PR #5995, opened 2018-01-04
Changed all instances of FormatSpec in toString to const ref

JackStouffer:
See https://github.com/dlang/phobos/pull/5991#issuecomment-355122818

_____

■ Task directions: Using the data above, output each line exactly.

■ Task output:
PR #5995, opened 2018-01-04
Changed all instances of FormatSpec in toString to const ref

JackStouffer:
See https://github.com/dlang/phobos/pull/5991#issuecomment-355122818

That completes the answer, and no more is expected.